* [Assignment]:
Pull out of the data below the stretch of lines bounded by the one containing "predicates and suggest" and the one containing "for overloaded operators.", both bounds included, unchanged.

* [Data items]:
=== Begin Enclosure ===

PR #89323, opened 2021-09-28
Consider unfulfilled obligations in binop errors

### LINKED ISSUE #84515: Suggest implementing `PartialEq` for `Foo` when comparing `Option<Foo>` with `Option<Foo>`
Given the following code: [Link to Playground](https://play.rust-lang.org/?version=stable&mode=debug&edition=2018&gist=45fe113003a2e744c8b2bde3edbbde8a)

```rust
struct Foo;

fn main() {
    let _ = Some(Foo) == Some(Foo);
}
```

The current output is:

```
error[E0369]: binary operation `==` cannot be applied to type `Option<Foo>`
 --> src/main.rs:4:23
  |
4 |     let _ = Some(Foo) == Some(Foo);
  |             --------- ^^ --------- Option<Foo>
  |             |
  |             Option<Foo>
```

```
error[E0369]: binary operation `==` cannot be applied to type `Option<Foo>`
 --> src/main.rs:4:23
  |
4 |     let _ = Some(Foo) == Some(Foo);
  |             --------- ^^ --------- Option<Foo>
  |             |
  |             Option<Foo>
  |
  = note: an implementation of `std::cmp::PartialEq<Option<Foo>>` is found for `Option<Foo>`
          but the trait bounds were not satisfied:
          `Foo: PartialEq<Foo>`
  = note: an implementation of `std::cmp::PartialEq` might be missing for `Foo`
```

estebank:
When encountering a binop where the types would have been accepted, if
all the predicates had been fulfilled, include information about the
predicates and suggest appropriate `#[derive]`s if possible.

Fix #84515.

### DIFF
--- a/compiler/rustc_typeck/src/check/method/mod.rs
+++ b/compiler/rustc_typeck/src/check/method/mod.rs
@@ -290,29 +290,14 @@ impl<'a, 'tcx> FnCtxt<'a, 'tcx> {
         )
     }
 
-    /// `lookup_method_in_trait` is used for overloaded operators.
-    /// It does a very narrow slice of what the normal probe/confirm path does.
-    /// In particular, it doesn't really do any probing: it simply constructs
-    /// an obligation for a particular trait with the given self type and checks
-    /// whether that trait is implemented.
-    //
-    // FIXME(#18741): it seems likely that we can consolidate some of this
-    // code with the other method-lookup code. In particular, the second half
-    // of this method is basically the same as confirmation.
-    #[instrument(level = "debug", skip(self, span, opt_input_types))]
-    pub fn lookup_method_in_trait(
+    pub(super) fn obligation_for_method(
         &self,
         span: Span,
-        m_name: Ident,
         trait_def_id: DefId,
         self_ty: Ty<'tcx>,
         opt_input_types: Option<&[Ty<'tcx>]>,
-    ) -> Option<InferOk<'tcx, MethodCallee<'tcx>>> {
-        debug!(
-            "lookup_in_trait_adjusted(self_ty={:?}, m_name={}, trait_def_id={:?}, opt_input_types={:?})",
-            self_ty, m_name, trait_def_id, opt_input_types
-        );
-
+    ) -> (traits::Obligation<'tcx, ty::Predicate<'tcx>>, &'tcx ty::List<ty::subst::GenericArg<'tcx>>)
+    {
         // Construct a trait-reference `self_ty : Trait<input_tys>`
         let substs = InternalSubsts::for_item(self.tcx, trait_def_id, |param, _| {
             match param.kind {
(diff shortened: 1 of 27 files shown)


compiler/rustc_typeck/src/check/method/mod.rs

=== End Enclosure ===

* [Task output]:
predicates and suggest appropriate `#[derive]`s if possible.

Fix #84515.

### DIFF
--- a/compiler/rustc_typeck/src/check/method/mod.rs
+++ b/compiler/rustc_typeck/src/check/method/mod.rs
@@ -290,29 +290,14 @@ impl<'a, 'tcx> FnCtxt<'a, 'tcx> {
         )
     }
 
-    /// `lookup_method_in_trait` is used for overloaded operators.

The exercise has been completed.